Given that the survey had 80 candidate items and was expected to take around 30 min to complete, 29% of Round One respondents did not return to Round Two, which could be attributed to participant fatigue. To address this, items relevant to both guidelines were presented together, with participants able to save and return later.

Despite the distribution of respondents' characteristics being consistent with the landscape of EPDF clinical trials, the majority of respondents came from academic organisations. Some geographical regions outside of Western Europe and North America were underrepresented, and targeted efforts were made to recruit more participants from these areas. Finally, after Round One, participants were unable to provide feedback on individual items but could provide general comments.

Conclusions

By implementing a robust, comprehensive gold-standard methodological framework for guideline development, SPIRIT-DEFINE and CONSORT-DEFINE will allow investigators to effectively address the essential items that should be included in trial protocols and reporting, thus promoting transparency, completeness, and reproducibility of methods.
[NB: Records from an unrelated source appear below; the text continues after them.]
PR #1776, opened 2026-08-28
feat: FiestaPi HDMI output — one-click enable from the app, kiosk at /p/display

jeffredodd:
Stacked on #1775 (FiestaPanel). A FiestaPi can drive a TV/monitor over its HDMI port, showing the reserved **`/p/display`** FiestaPanel URL — and **existing deployed Pis enable it with one click in the app**, no SSH, no re-flash.

## How users turn it on

**Settings → Hardware → FiestaPanel → "HDMI output on this FiestaPi"** (a switch, shown only on pi-profile installs with the updater sidecar). Flipping it installs a minimal kiosk (cage + Chromium) on the host and boots it onto the connected screen. The screen then follows whichever panel has **Display output** turned on (single-holder role from #1775) — re-pointed entirely from the app.

## How it reaches the fleet

`fiestaupdater` is the one component on every deployed Pi that is host-root-capable (Docker socket) **and self-refreshes** (the boot service `docker compose pull`s both images every boot). This PR gives it three fixed verbs:

- `GET /hdmi/status` (no auth, like `/last-update`) — persisted state for the UI
- `POST /hdmi/enable` / `POST /hdmi/disable` (bearer-token) — queue the host change

The worker runs the baked-in retrofit script *inside the host's own namespaces*: a throwaway privileged helper container (`--pid=host`, using the service's already-present image, which ships `nsenter`) enters PID 1's namespaces and executes the script from stdin. **The API surface never accepts scripts or arguments from callers — only these two fixed actions exist**, and the Docker socket the sidecar already holds is host-root-equivalent anyway, so this adds no new trust class. If a fleet sidecar predates the verbs, the app maps the 404 to "reboot the Pi to update it, then try again."

The app proxies the verbs behind its own auth at `GET/POST /settings/hdmi-kiosk`, with install-progress polling and full i18n (14 locales).

## Three install paths, one source of truth

1. **In-app switch** (primary, works on the whole existing fleet)
2. **Fresh images**: pi-gen sub-stage `02-hdmi-kiosk` bakes the kiosk in, gated by `ConditionPathExists=/boot/firmware/fiestapi-hdmi.txt` (flash-time opt-in; the switch works there too)
3. **SSH fallback**: `curl … scripts/fiestapi-hdmi-setup.sh | sudo bash` (idempotent, `--disable` supported)

All three share one script: `tests/test_fiestapi_hdmi_sync.py` pins the sidecar's baked copy, the image stage's unit/wait files, and the canonical `scripts/` copy **byte-for-byte** so they can never drift.

Kiosk service details: unprivileged `kiosk` user on tty7 per cage's systemd guide, `WantedBy=multi-user.target` (Pi OS Lite never reaches graphical.target), health-gated start so first boots never paint a connection error, hard opt-in via the flag file so a disabled kiosk costs zero RAM on a 1 GB Pi 3B.

## Testing

- **Sidecar**: bats suite grown 27 → 33 (status persistence, auth, helper invocation shape `--privileged --pid=host nsenter`, `--disable` pass-through, missing-script 500) — all green in a bats container.
- **App**: 9 new endpoint tests (profile/sidecar gating, token forwarding, verb routing, stale-sidecar 409, validation) + settings-card tests for the switch (hidden when unsupported, POSTs `{"enabled": true}`) — green, tsc/eslint/prettier/ruff/docs-lint clean.
- **Sync**: 3 byte-identity tests across the three install paths.
- ⚠️ **Hardware pass still required**: flash a CI-built image AND exercise the in-app switch on an already-flashed Pi (that's the flow this PR exists for). Acceptance: switch → progress → kiosk appears on TV → instruction card → designate panel → screen re-points; disable → Chromium gone after reboot; sidecar-too-old path shows the reboot hint.


jeffredodd:
Added the deployed-fleet story: `fiestaupdater` only updates the app container, never the host OS, so existing Pis can't get the kiosk from an app update. This PR now also ships `scripts/fiestapi-hdmi-setup.sh` — a one-command SSH retrofit (`curl … | sudo bash`, idempotent, `--disable` to turn off) that installs the identical pieces the image bakes in, plus a sync test (`tests/test_fiestapi_hdmi_sync.py`) pinning the script's embedded systemd unit and wait script byte-for-byte to the image stage files so fresh flashes and retrofits can never drift apart. Both paths share the same hard opt-in: the kiosk only runs while `fiestapi-hdmi.txt` exists on the boot partition.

SPIRIT-DEFINE and CONSORT-DEFINE will also provide a framework for peer review of EPDF trial protocols and reports, including an assessment of the quality of the trial design and methods as well as the risk of bias in the reported outcomes.

By sharing the DEFINE development methods and the decisions undertaken with multi-stakeholder groups, including PPIE partners, we hope it will serve as a model to support future guideline development projects.